[Collected data entries]
+-------+
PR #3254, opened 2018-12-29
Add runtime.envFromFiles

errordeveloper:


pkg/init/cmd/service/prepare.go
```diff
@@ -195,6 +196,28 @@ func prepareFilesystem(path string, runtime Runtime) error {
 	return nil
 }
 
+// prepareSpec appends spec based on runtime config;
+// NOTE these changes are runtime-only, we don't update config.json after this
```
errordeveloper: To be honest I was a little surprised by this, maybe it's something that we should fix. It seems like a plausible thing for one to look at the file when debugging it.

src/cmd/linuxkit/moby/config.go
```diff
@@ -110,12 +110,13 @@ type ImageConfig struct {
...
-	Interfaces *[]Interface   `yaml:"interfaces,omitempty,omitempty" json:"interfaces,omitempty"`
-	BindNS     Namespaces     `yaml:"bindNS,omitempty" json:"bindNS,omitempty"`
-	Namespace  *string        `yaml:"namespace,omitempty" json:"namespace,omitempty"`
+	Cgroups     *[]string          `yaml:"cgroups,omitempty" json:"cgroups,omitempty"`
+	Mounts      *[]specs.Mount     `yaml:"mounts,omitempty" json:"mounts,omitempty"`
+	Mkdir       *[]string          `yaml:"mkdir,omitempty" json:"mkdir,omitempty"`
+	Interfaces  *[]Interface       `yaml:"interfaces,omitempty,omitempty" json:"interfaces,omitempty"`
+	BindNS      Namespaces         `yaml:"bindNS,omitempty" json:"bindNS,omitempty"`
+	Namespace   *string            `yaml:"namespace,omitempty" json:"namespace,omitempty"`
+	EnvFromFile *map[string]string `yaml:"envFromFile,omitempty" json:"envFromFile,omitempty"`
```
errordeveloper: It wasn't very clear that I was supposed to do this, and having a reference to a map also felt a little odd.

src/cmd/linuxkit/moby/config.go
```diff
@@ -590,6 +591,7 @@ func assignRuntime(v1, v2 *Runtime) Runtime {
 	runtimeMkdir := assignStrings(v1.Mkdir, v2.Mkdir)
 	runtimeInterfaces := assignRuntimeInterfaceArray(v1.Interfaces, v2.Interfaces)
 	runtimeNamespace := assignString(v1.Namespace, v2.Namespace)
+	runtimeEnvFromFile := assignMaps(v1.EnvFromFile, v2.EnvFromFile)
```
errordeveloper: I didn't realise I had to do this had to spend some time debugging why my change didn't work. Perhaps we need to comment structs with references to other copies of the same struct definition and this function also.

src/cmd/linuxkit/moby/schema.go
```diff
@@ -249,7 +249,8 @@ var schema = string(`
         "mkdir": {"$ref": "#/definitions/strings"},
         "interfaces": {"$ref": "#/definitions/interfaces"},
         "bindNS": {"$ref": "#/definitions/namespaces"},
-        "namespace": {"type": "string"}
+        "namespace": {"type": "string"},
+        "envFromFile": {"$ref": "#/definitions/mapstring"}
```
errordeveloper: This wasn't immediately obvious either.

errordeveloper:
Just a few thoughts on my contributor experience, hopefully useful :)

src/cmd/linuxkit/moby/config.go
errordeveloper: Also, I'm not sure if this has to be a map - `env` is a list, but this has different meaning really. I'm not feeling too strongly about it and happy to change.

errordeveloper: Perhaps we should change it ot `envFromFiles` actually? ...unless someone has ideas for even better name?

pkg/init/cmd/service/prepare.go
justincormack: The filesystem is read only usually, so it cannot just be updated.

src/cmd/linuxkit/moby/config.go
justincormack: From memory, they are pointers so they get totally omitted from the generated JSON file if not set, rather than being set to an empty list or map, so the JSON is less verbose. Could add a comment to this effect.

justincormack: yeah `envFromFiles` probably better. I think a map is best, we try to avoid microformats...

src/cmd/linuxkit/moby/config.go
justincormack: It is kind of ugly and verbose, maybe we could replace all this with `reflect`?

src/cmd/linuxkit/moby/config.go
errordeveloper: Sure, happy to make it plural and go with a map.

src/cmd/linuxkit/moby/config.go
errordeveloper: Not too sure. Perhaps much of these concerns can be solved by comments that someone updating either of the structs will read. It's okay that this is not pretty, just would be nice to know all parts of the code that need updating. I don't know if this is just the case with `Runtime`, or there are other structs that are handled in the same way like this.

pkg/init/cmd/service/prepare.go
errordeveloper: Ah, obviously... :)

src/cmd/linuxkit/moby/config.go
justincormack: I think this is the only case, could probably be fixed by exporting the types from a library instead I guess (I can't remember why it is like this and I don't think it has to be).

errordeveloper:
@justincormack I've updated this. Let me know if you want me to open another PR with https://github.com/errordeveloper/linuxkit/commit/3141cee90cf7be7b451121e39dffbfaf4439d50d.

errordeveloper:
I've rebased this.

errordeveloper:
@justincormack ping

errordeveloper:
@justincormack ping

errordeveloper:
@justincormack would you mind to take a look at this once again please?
+-------+
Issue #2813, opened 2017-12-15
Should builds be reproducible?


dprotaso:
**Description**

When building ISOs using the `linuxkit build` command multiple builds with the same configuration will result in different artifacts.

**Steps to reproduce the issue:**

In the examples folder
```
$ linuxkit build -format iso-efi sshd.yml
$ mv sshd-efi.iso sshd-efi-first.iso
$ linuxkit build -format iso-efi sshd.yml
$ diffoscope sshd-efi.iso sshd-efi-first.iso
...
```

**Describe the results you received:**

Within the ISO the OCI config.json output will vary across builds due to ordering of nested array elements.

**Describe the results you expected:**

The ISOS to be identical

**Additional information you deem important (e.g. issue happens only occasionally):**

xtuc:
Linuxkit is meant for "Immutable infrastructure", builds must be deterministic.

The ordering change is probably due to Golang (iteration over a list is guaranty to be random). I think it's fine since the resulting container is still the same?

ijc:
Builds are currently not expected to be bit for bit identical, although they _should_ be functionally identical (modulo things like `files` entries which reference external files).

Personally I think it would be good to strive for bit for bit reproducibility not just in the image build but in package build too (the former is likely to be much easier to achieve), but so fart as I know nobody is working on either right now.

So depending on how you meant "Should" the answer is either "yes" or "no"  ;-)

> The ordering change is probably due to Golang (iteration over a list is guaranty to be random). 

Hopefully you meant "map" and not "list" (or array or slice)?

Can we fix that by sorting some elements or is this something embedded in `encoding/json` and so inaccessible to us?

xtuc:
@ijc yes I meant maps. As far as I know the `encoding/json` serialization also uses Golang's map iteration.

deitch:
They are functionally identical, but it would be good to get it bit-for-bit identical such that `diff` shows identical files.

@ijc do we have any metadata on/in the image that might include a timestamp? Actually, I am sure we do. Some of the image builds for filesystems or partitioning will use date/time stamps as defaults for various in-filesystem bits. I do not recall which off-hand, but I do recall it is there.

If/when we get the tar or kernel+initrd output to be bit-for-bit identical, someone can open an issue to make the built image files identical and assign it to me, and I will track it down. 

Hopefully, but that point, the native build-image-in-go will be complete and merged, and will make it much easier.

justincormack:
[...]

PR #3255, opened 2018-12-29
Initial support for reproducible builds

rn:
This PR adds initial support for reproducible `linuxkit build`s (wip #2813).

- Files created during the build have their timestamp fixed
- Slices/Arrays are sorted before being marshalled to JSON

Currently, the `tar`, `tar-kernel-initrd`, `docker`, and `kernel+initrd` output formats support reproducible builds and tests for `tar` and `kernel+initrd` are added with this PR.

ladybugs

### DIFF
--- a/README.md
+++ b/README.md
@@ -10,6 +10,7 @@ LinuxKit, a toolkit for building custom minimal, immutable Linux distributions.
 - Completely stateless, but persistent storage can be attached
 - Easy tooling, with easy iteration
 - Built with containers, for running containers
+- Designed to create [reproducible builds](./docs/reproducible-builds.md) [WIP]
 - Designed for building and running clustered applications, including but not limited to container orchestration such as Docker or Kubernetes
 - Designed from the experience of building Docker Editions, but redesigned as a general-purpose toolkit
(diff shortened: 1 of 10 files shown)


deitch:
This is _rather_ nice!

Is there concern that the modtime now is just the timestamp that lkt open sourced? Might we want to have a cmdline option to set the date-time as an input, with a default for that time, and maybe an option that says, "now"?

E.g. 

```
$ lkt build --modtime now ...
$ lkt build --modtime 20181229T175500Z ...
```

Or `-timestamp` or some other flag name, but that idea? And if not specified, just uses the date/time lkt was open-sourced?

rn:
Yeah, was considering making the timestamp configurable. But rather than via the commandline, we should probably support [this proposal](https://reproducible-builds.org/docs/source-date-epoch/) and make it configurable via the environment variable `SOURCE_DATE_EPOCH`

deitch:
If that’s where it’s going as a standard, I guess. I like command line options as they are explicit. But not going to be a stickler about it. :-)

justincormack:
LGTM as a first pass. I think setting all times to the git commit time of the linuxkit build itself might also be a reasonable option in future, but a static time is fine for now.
+-------+
What you need to do: Search the entries for the string "elements" and collect each line that has it.

Answer section:
Within the ISO the OCI config.json output will vary across builds due to ordering of nested array elements.
Can we fix that by sorting some elements or is this something embedded in `encoding/json` and so inaccessible to us?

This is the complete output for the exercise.